Schülersprecher Peter Weisheit beleuchtete die humorvollen Seiten der Schulzeit. So hätten die Schularbeiten den Zusammenhalt der Klassengemeinschaft gestärkt – kurz: man habe schon mal abschreiben lassen. Lustig sei es auch gewesen, als ein Schüler es schaffte, den Beamer heimlich mit seinem Smartphone zu bedienen – zum Ärger des Lehrers.

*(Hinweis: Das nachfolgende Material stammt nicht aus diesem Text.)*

PR #17653, opened 2026-08-28
[PWGUD] Remove ZDC fields from MC output

amatyja:
Remove ZDC energy and time fields from MC output. These ZDC information does not exist in MC
Shifted information about reconstruction in a code


alibuild (approved):

PR #17659, opened 2026-08-28
[ALICE3] Propagate more information from otf decayer to otf tracker

jesgum:
Fasttracker needs the decay radius when smearing short lived particles since they might not traverse all layers


alibuild (approved):

PR #17662, opened 2026-08-29
[PWGLF] Fix typos in strangenesstofpid

romainschotter:
- fix typo in strangenesstofpid which, after calculating the Nsigma TOF, the values were set to their default values


alibuild (approved):

PR #17663, opened 2026-08-30
[PWGDQ] correct MFT propagation to vertex in QA tasks

aferrero2707:
The propagation of the MFT and global forward tracks to the vertex is now performed with the official `propagateTrackParCovFwd()` function from the forward track utilities.


aferrero2707:
@mcoquet642 this is the fix for the FWD track extrapolation to the vertex that you suggested in https://github.com/AliceO2Group/O2Physics/pull/17461.

Could you please have a look?
The `code-check` errors are actually false positives, for the warnings I will prepare a separate PR.
Thanks!

mcoquet642 (approved):

PR #17666, opened 2026-08-31
[PWGJE] Add Berkeley tree producer

mhwang285:
Add a task to produce BerkeleyTrees for MC events for further analysis in the Berkeley HPC systems. In our testing the resulting compression factor is around 80, so we'd like to merge this in and test on Hyperloop and see if we can produce standard derived data with this task. (O2 linter are unrelated to this task)


PWGJE/TableProducer/berkeleyTreeProducer.cxx
```diff
@@ -0,0 +1,204 @@
...
+                  berkeleytree::DetPhi,
+                  berkeleytree::DetTrackSel,
+                  berkeleytree::DetMcId,
+                  berkeleytree::GenPt,
+                  berkeleytree::GenEta,
+                  berkeleytree::GenPhi,
+                  berkeleytree::GenE,
+                  berkeleytree::GenCharge,
+                  berkeleytree::GenMcId,
+                  berkeleytree::PdgId);
```
nzardosh, line 80: probably this is fine but not sure if the Id keyword causes any issues later for the merger if it thinks its an index coloumn

nzardosh (approved):

PWGJE/TableProducer/berkeleyTreeProducer.cxx
mhwang285: Hmm, I see, do you think it triggers on the letters "Id" being anywhere in the column name? I can't really think of another name to use that wouldn't contain "Id" somewhere in it...

mhwang285:
thanks @nzardosh , the required checks say (for me at least) "Security: approval needed, not starting", do you know how we can get these to start? (might be because this is my first O2Physics PR)

nzardosh:
They should start running soon :) Btw can you update your username here to your CERN one please?

PR #17669, opened 2026-08-31
[PWGHF] Add D meson invariant mass selection to B0 reduced selector and fix process function handling in B0 task

fchinu:


fchinu:
MegaLinter fails because `isDmesInMassRange` always returns `true` for DstarPi, but the function is never called for DstarPi:
https://github.com/fchinu/O2Physics/blob/03db920491a1a9b5ae16cdc3e617256a1ed7d398/PWGHF/D2H/TableProducer/candidateSelectorB0ToDPiReduced.cxx#L125-L127

stefanopolitano (approved):

PR #17675, opened 2026-08-31
[PWGUD] Remove true tau info from MC tree

amatyja:
Remove true tau info from MC trees: gen and reconstructed
minor corrections in histogram names and labels


alibuild (approved):

PR #17679, opened 2026-08-31
[PWGJE] jetSpectraCharged: add rhoShift, jetBkgAnalysis: mcp option

aimeric-landou:
also fix shadowing centrality variable, fix default processes all false


aimeric-landou:
Linter magic number issue:
```
    const bool hasLead = jets.size() >= 1;
    const bool hasSub = jets.size() >= 2;
```
what would be a better way to write this?

nzardosh (approved):

PR #17685, opened 2026-08-31
[Common] Fill MC hists in a loop over MC collisions in CentralityQa

romainschotter:
- Add option to loop over MC collisions to fill MC histograms, while before all MC histograms were filled in a loop over reconstructed collisions


vkucera:
@romainschotter Please stop using the central repository for pushing your personal branches.

dsekihat (approved):

PR #17689, opened 2026-08-31
[PWGDQ] Allowing independent shifts of global tracks for MFT top or bottom halves

mcoquet642:
This introduces the possibility of applying shifts to global muons in the bottom or the top half of the MFT. This is activating by passing as a forward-shift CCDB object a vector of 10 entries (corresponding to the following shifts : x_top, y_top, z_top, slopeX_top, slopeY_top, x_bottom y_bottom, z_bottom, slopeX_bottom, slopeY_bottom). The purpose is to correct for misalignment between the two halves of the MFT at analysis level.


alibuild (approved):

Issue #650, opened 2020-09-14
Board Report Search: Some terms missing from filters


shrayshray:
Omar noticed some tags missing from the "Subjects" section of the filters on the [search page](https://boardagendas.metro.net/search/).
To recreate, search "Customer Experience Plan" by typing in the search bar and clicking on the term in auto-suggest, then execute search.
If you look at the first report, 2018-0668, it's tagged with "NextGen Bus Study" and "Metro Vision 2028 Plan". If you click to expand "Filter by Subject", these terms do not appear in the list. 
In what we've seen so far, all the missing terms have had Class="Plan", "Program" or "Policy" (Subclasses of "Initiatives" ... but there are some other terms from those 3 classes which do appear, such as "Long Range Transportation Plan" and "Metro Equity Platform".
Could you look into why some terms are left out of the filter list?

hancush:
@shrayshray How would you like us to prioritize this issue?

shrayshray:
@hancush do you think there's time this month to at least look into it?

hancush:
@shrayshray Sure!

hancush:
Hey, @shrayshray! This was a fun question. The answer is that our search engine is configured to return at most 100 tags, in order of most hits to least, in each category. For the example search, if you click on the NextGen Bus Study tag under the initial result, you can see there are only 30 results from the original query with that tag. The smallest number of hits on the top 100 tags for the original query is 41, so NextGen Bus Study didn't make the cutoff. 

It'd be negligible to change the max number of tag facets that come back if you'd like. I think whether we should do so really depends on what purpose you want the facets to serve. Right now, they highlight topics that most often appear with the user's search, i.e., topics they're most likely to care about. We could broaden that view, though I'd caution against showing too many, as they decrease in relevance the fewer hits they're associated with, and especially because there are other entry points to unlisted topics, such as with the search result, as you discovered.

What do you think?

hancush:
Some ideas:

- Add a new facet for Metro plans, policies, and programs
- Add this particular relationship to related terms (HCG will update this issue with SES call / response for how related terms are populated for the test query)

shrayshray:
Yes, let's add a new facet. Terms in the facet Plans, Programs and Policies will have a class of either:
Plan
Program
Policy

hancush:
@fatima3558 I'd like you to give this issue a shot! 

[...]

PR #668, opened 2020-11-09
Update solr index for plan_program_policy searching

fatima3558:
## Overview
This PR adds a `plan_program_policy` facet to the solr schema and brings that filter to the search results page.

### Checklist

### Notes

Noticed a small quirk with the way the text for the filter accordions fits in its space. Didn't notice this issue on the staging site, but making a note here to be safe.

Screen Shot 2020-11-13 at 10 16 41 AM

## Testing Instructions

* make sure your app is completely down with `docker-compose down`
* remove your solr volume with `docker volume rm la-metro-councilmatic_lametro-solr-data`
* update the solr index with `docker-compose run --rm app python manage.py refresh_guid`, then repopulate it with  `docker-compose run --rm app python manage.py update_index`
* run the app, and search something like `bus`
* verify that there is a new filter at the bottom of the filters list, that it expands into a list of relevant terms, and that clicking on one of those terms successfully filters the search results

Handles #650


hancush (changes requested):
Looking good, @fatima3558. Two things:

1. You've successfully added and populated the facet, but you haven't rendered the filter in the search template! Here's how to do that: https://github.com/datamade/la-metro-councilmatic/blob/c08d1508cb655a12e733586563bb6eb693beb1f4/lametro/templates/search/search.html#L95-L100
2. Can you fill out the PR description and include testing instructions? Many thanks! 🙏

hancush (approved):
It works!!!!!!!!!!! 🎊 Once this is deployed, would you like to pair on applying the change in schema to the Solr instance on staging? Know you're pretty busy today, so we can schedule a time during your next Metro block, if you like. (In any case, let's wait to merge until we're ready to make and test the change on staging.)

fatima3558:
@hancush awesome! 🎉 yes, it would be helpful to pair on changing the solr schema on the staging site during my next metro block.

Will hold off on merging until next week.

Issue #671, opened 2020-11-17
Update Travis CI build to align with server OS and Python version


hancush:
Our Travis builds are taking forever. I suspect this has something to do with using an old version of Python / other config issues mentioned here: 

```
root: deprecated key sudo (The key `sudo` has no effect anymore.)
root: missing dist, using the default xenial
root: missing os, using the default linux
```

Our development and deployment environments use Python 3.6. Let's square this dependency, and potentially look into other measures for speeding up the builds.

This may also be a good opportunity to transition this project over to GitHub Actions, which has replaced Travis [as our preferred CI tooling](https://github.com/datamade/how-to/blob/master/ci/github-actions.md). I'd do this using investment time, i.e., DataMade time.

hancush:
Done (on DataMade investment time) in #678.

hancush:
Let's double check that our Docker stuff uses the same version of things as the server.

PR #678, opened 2020-12-03
Replace Travis CI with GitHub Actions

hancush:
## Overview

This PR adds a GitHub Action with two jobs: one to use the bundled application image and Docker Compose setup to build the app and run tests, and another to deploy the app to CodeDeploy. 

Commits to `master` will deploy to staging, and commits to `deploy` will deploy to production. This represents a change in pattern from our current practice, which is to deploy to production on tags, but the CodeDeploy integration [does not currently support builds from tags](https://github.com/webfactory/create-aws-codedeploy-deployment/blob/0d7a684950dae16883a140dd950257958730e0b5/create-deployment.js#L10). 

I think it's a worthwhile tradeoff because it otherwise makes deployment super easy, and it would have the added benefit of bringing deployment patterns for CodeDeploy in line with deployment patterns for Heroku.

Handles #671, connects https://github.com/datamade/how-to/issues/36.

## Testing instructions

- Tested staging deployment from this branch in [this run](https://github.com/datamade/la-metro-councilmatic/runs/1494821427).


.github/workflows/main.yml
```diff
@@ -0,0 +1,35 @@
...
+  test:
+    name: Run tests
+    runs-on: ubuntu-latest
+    steps:
+      - uses: actions/checkout@v2
+      - uses: satackey/action-docker-layer-caching@v0.0.8
+      - run: docker-compose -f docker-compose.yml -f tests/docker-compose.yml run --rm app
+
+  deploy:
+    needs: test
```
fgregg, line 22: you could deploy on tags by adding this line:

`
    if: github.event_name == 'push' && startsWith(github.event.ref, 'refs/tags')
`

fgregg: got it, but there's not a mapping from tags to deployment groups

fgregg:
if you wanted faster builds, you could probably get that by not building the entire app in docker-compose, but just setting up postgis as "service" 

i did this with django-councilmatic. https://github.com/datamade/django-councilmatic/blob/2.5/.github/workflows/main.yml#L13-L25

otoh, i see some benefits from having tests run the same here as local

fgregg (approved):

Die Zeugnisübergabe an die einzelnen Absolventen war von Musik untermalt, die die Schüler meist für sich selbst ausgesucht hatten und die im Publikum teilweise für Gelächter sorgte.

Ehrung für die Besten

Für gute Leistungen wurden folgende Schüler geehrt: Merlin Willner erhielt den Jacob-Curio-Preis für die beste Leistung in Mathematik und Physik. Den Preis für die beste Arbeit im Fach Mathematik, gestiftet von der Raiffeisenbank, bekam Peter Weisheit. Linda Zimmermann erhielt gleich zwei Preise: Als Schulbeste wurde sie vom Förderverein der Schule geehrt.

Für ihre beste Deutsch-Arbeit wurde sie von der Firma Dauelsberg geehrt. Leon Kipke wurde für seine Englisch-Arbeit vom Elternbeirat ausgezeichnet. Für ihre Spitzenleistung im Fach Betriebswirtschaft erhielt Lea Schröder den Preis der Sparkasse. Die drei Klassenbesten waren in der 10a Torben Joe, Jakob Huth und Nils Leidner. In der 10b waren es Peter Weisheit, Lara Pfautsch und Lea Schröder.